Protecting government departments and services is the primary spur for ACD. It took down 27,611 malicious campaigns attempting to abuse government branding. The top four attack types were phishing (11,286 campaigns involving 59,435 individual URLs), phishing URL mail server (4,913 campaigns); malware attachment mail server (2,890); and advance fee fraud mail server (2,310).

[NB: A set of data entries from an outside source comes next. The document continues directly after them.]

PR #107, opened 2022-08-08
Add script to run UFO test executable and produce plots

### LINKED ISSUE #106: Make ush script to streamline UFO testing process
To validate QC and forward operators, we have GeoVaLs and obs that are produced by GSI and converted for use in JEDI. While the obs can work in the GDASApp as is, we want to be able to utilize the GeoVaLs in the test executables in UFO for a more apples to apples validation.

This script will facilitate the following:

- Load modules for GDASApp and EVA
- Link/copy files to a working directory
- Run the exe
- Use EVA to produce figures

The user should only need to make minor modifications (working directory, cycle, input instrument YAML) and everything else should be handled by the script.

CoryMartin-NOAA:
Closes #106

This PR does a few things but mainly in support of adding a shell script that will facilitate the process of checking QC and H(X) when using GSI-produced GeoVaLs.

Added:
- a new YAML template for the UFO test executables
- a new directory for obs YAMLs for debugging/testing
- the aforementioned shell script to ush/ufoeval

Modified:
- YAML generation tool supporting functions (mainly to remove old things that are no longer needed)
- the EVA YAML generation tool to handle input YAML from both UFO tests and FV3-JEDI executables
- Added an hofx difference vs ob pressure plot to the EVA template

### DIFF
--- a/parm/atm/hofx/hofx_ufotest.yaml
+++ b/parm/atm/hofx/hofx_ufotest.yaml
@@ -1,3 +1,3 @@
 window begin: '$(ATM_WINDOW_BEGIN)'
-window length: $(ATM_WINDOW_LENGTH)
+window end: $(ATM_WINDOW_END)
 observations: $<< $(OBS_LIST)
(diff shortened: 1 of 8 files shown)


RussTreadon-NOAA (approved):
Changes look straight forward.   Automated checks passed.

PR #110, opened 2022-08-16
Additional support for surface pressure observations

CoryMartin-NOAA:
This PR does 3 main things:

- Adds official support for surface pressure observations in hofx/var applications (note: results may not yet be right using obs in R2D2 at this time due to a bug in combining t/ps obs, see previously merged https://github.com/JCSDA-internal/ioda-converters/pull/953)
- Adds a test file for geovals for other surface ob types
- Adds additional plot types to the example EVA generation template
- Update the paths to the input files for running UFO with GSI geovals

### DIFF
--- a/parm/atm/obs/config/sfc.yaml
+++ b/parm/atm/obs/config/sfc.yaml
@@ -1,14 +1,14 @@
 obs space:
-  name: sfc_ps
+  name: sfc
   obsdatain:
-    obsfile: sfc_ps_obs_$(OBS_DATE).nc4
+    obsfile: $(OBS_DIR)/$(OBS_PREFIX)sfc.$(OBS_DATE).nc4
   obsdataout:
-    obsfile: sfc_ps_diag_$(OBS_DATE).nc4
+    obsfile: $(DIAG_DIR)/diag_sfc_$(OBS_DATE).nc4
+  io pool:
+    max pool size: 1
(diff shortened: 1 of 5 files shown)


CoryMartin-NOAA:
"(note: results may not yet be right using obs in R2D2 at this time ...)" this has been resolved on Orion. The R2D2 database there now should have corrected combined obs. Will wait to copy to Hera once fully validated.

nicholasesposito (approved):
All makes sense to me. Thanks Cory

parm/atm/obs/config/sfc.yaml
```diff
@@ -1,14 +1,14 @@
 obs space:
```
nicholasesposito, line 1: Is there a difference in purposes between the sfc.yaml in the config directory and the sfc.yaml in the testing directory?

CoryMartin-NOAA: the intention was for config/ to be the 'production' ready files, as in they have been tested and work, whereas testing/ might not yet work properly but are there as examples/a work in progress. But I'm open to changing/removing that.

CoryMartin-NOAA: The input formats of the YAMLs in the UFO tests are different than the 'real' executables, so that was why I split them into separate directories.

ADCollard (approved):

Of course, it’s not just the quantity of malicious campaigns that is relevant – the duration of their availability before takedown is also important. In 2019, GoDaddy was the top web host for UK government-themed phishing attacks with a 15.7% share and a median availability of 29 hours. GoDaddy was supplanted by NameCheap during 2020, whose share jumped from 2.5% to 28.8% and availability increased from 20 hours to 47 hours. NCSC notes that by mid-year, NameCheap’s median takedown times were consistently more than 60 hours. “This undoubtedly made NameCheap an attractive proposition to host phishing and may explain the rise in monthly hosted campaigns that followed for UK government-themed phishing.”

Phishing attacks against the NHS increased during the pandemic year of 2020 – up from 36 campaigns in 2019 to 122 in 2020. The NCSC also looked for fake or unofficial copies of the NHS Test and Trace app, and took down 43 instances of NHS apps being offered for download outside of the official Google and Apple app stores.

Between March 2020 and the end of the year, the NCSC took down 29,959 COVID-19 themed attack groups (comprising 33,313 URLs).

Further evidence of the success of ACD can be seen in the decline of the UK’s percentage share of global phishing – decreasing steadily from more than 5% in 2016 to less than 2% today. The number of campaigns sending malicious attachments pretending to come from government entities also continues to fall, down from 3,473 in 2019 to 2,890 in 2020. This is considered to be vindication of the NCSC’s promotion of DMARC, DKIM and SPF to government departments, and proof of their effectiveness.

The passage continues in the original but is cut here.